The data START

PR #13, opened 2020-09-16
Hauki 103 integrate cypress

VilleMiekkoja:


cypress/integration/examples/actions.spec.js
```diff
@@ -0,0 +1,299 @@
+/// <reference types="cypress" />
```
minevala, line 1: What convention should we follow with the generated examples files? 🤔 
Should we keep them or replace them with a readme-link?

.gitignore
```diff
@@ -7,6 +7,10 @@
 
 # testing
 /coverage
+/cypress/videos/*
+!/cypress/videos/.gitkeep
```
minevala, line 11: I'm seeing this as deleted file after running tests 🤔

cypress/integration/examples/actions.spec.js
VilleMiekkoja: Yeah readme-link is probably better, gonna add one and delete these examples.

- [ ] Delete examples and provide link to them.

.gitignore
VilleMiekkoja: Should be fixed now

- [ ] Fix cypress deleting .gitkeep

minevala (approved):
Good job

PR #17, opened 2020-09-21
Fix problems with hds navigation rendering in production build

VilleMiekkoja:
Sub navigation bar rendering issue still remains. Fix for that is under it's way by hds team.

EDIT: Nvm, hds was fast and they already released a fix. It will be included in this pr


src/components/navigation/HaukiNavigation.css
```diff
@@ -1,3 +1,3 @@
-.navigation-header {
+.navigation-header.navigation-header.navigation-header {
```
VilleMiekkoja, line 1: Not optimal and pretty, can we find a cleaner fix?

minevala: Alternative options:
```css
 .navigation-header {
  --header-background-color: var(--primary-color) !important; // We need to force override with !important
}
```

```css
 header.navigation-header { // We need more specific selector to override the default hds-styles
  --header-background-color: var(--primary-color) !important; // We need to force override with !important
}
```

minevala: Would it make sense to make all of the customizations in one place? 
```css
:root {
  --primary-color: #6feed3;
  --header-background-color: var(--primary-color) !important;
}
```

minevala (commented):
Nice that the solution is on it's way  👍

src/components/navigation/HaukiNavigation.css
VilleMiekkoja: > Alternative options:
> 
> ```css
>  .navigation-header {
>   --header-background-color: var(--primary-color) !important; // We need to force override with !important
> }
> ```
> 
> ```css
>  header.navigation-header { // We need more specific selector to override the default hds-styles
>   --header-background-color: var(--primary-color) !important; // We need to force override with !important
> }
> ```

Those would work also, though not sure if they would be cleaner. mm..

minevala: I think the most cleanest would be to override them all in on place 🤔

VilleMiekkoja: Good point!

VilleMiekkoja: - [ ] Override variables in one place

minevala (approved):
Nice 👍

PR #19, opened 2020-09-23
Hauki 83 react axe

VilleMiekkoja:


cypress/support/index.js
```diff
@@ -1,5 +1,5 @@
 // ***********************************************************
```
minevala, line 1: Would you change the extensions of the other files from .js to .ts too?

cypress/integration/App.spec.ts
```diff
@@ -1,6 +1,14 @@
+/// <reference types="cypress-axe" />
+
 describe('Open aukiolot app', () => {
```
minevala, line 3: I get the following lint warning about this in my IDE: 
`TS1208: All files must be modules when the '--isolatedModules' flag is provide`

minevala (commented):
I commented on a couple of small things. It is nice that we also have an automated way to test accessibility 👍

The data END

▸ What you have to do
Your answer must be every record above, retyped exactly.

▸ Result of the exercise
PR #13, opened 2020-09-16
Hauki 103 integrate cypress

VilleMiekkoja:


cypress/integration/examples/actions.spec.js
```diff
@@ -0,0 +1,299 @@
+/// <reference types="cypress" />
```
minevala, line 1: What convention should we follow with the generated examples files? 🤔 
Should we keep them or replace them with a readme-link?

.gitignore
```diff
@@ -7,6 +7,10 @@
 
 # testing
 /coverage
+/cypress/videos/*
+!/cypress/videos/.gitkeep
```
minevala, line 11: I'm seeing this as deleted file after running tests 🤔

cypress/integration/examples/actions.spec.js
VilleMiekkoja: Yeah readme-link is probably better, gonna add one and delete these examples.

- [ ] Delete examples and provide link to them.

.gitignore
VilleMiekkoja: Should be fixed now

- [ ] Fix cypress deleting .gitkeep

minevala (approved):
Good job

PR #17, opened 2020-09-21
Fix problems with hds navigation rendering in production build

VilleMiekkoja:
Sub navigation bar rendering issue still remains. Fix for that is under it's way by hds team.

EDIT: Nvm, hds was fast and they already released a fix. It will be included in this pr


src/components/navigation/HaukiNavigation.css
```diff
@@ -1,3 +1,3 @@
-.navigation-header {
+.navigation-header.navigation-header.navigation-header {
```
VilleMiekkoja, line 1: Not optimal and pretty, can we find a cleaner fix?

minevala: Alternative options:
```css
 .navigation-header {
  --header-background-color: var(--primary-color) !important; // We need to force override with !important
}
```

```css
 header.navigation-header { // We need more specific selector to override the default hds-styles
  --header-background-color: var(--primary-color) !important; // We need to force override with !important
}
```

minevala: Would it make sense to make all of the customizations in one place? 
```css
:root {
  --primary-color: #6feed3;
  --header-background-color: var(--primary-color) !important;
}
```

minevala (commented):
Nice that the solution is on it's way  👍

src/components/navigation/HaukiNavigation.css
VilleMiekkoja: > Alternative options:
> 
> ```css
>  .navigation-header {
>   --header-background-color: var(--primary-color) !important; // We need to force override with !important
> }
> ```
> 
> ```css
>  header.navigation-header { // We need more specific selector to override the default hds-styles
>   --header-background-color: var(--primary-color) !important; // We need to force override with !important
> }
> ```

Those would work also, though not sure if they would be cleaner. mm..

minevala: I think the most cleanest would be to override them all in on place 🤔

VilleMiekkoja: Good point!

VilleMiekkoja: - [ ] Override variables in one place

minevala (approved):
Nice 👍

PR #19, opened 2020-09-23
Hauki 83 react axe

VilleMiekkoja:


cypress/support/index.js
```diff
@@ -1,5 +1,5 @@
 // ***********************************************************
```
minevala, line 1: Would you change the extensions of the other files from .js to .ts too?

cypress/integration/App.spec.ts
```diff
@@ -1,6 +1,14 @@
+/// <reference types="cypress-axe" />
+
 describe('Open aukiolot app', () => {
```
minevala, line 3: I get the following lint warning about this in my IDE: 
`TS1208: All files must be modules when the '--isolatedModules' flag is provide`

minevala (commented):
I commented on a couple of small things. It is nice that we also have an automated way to test accessibility 👍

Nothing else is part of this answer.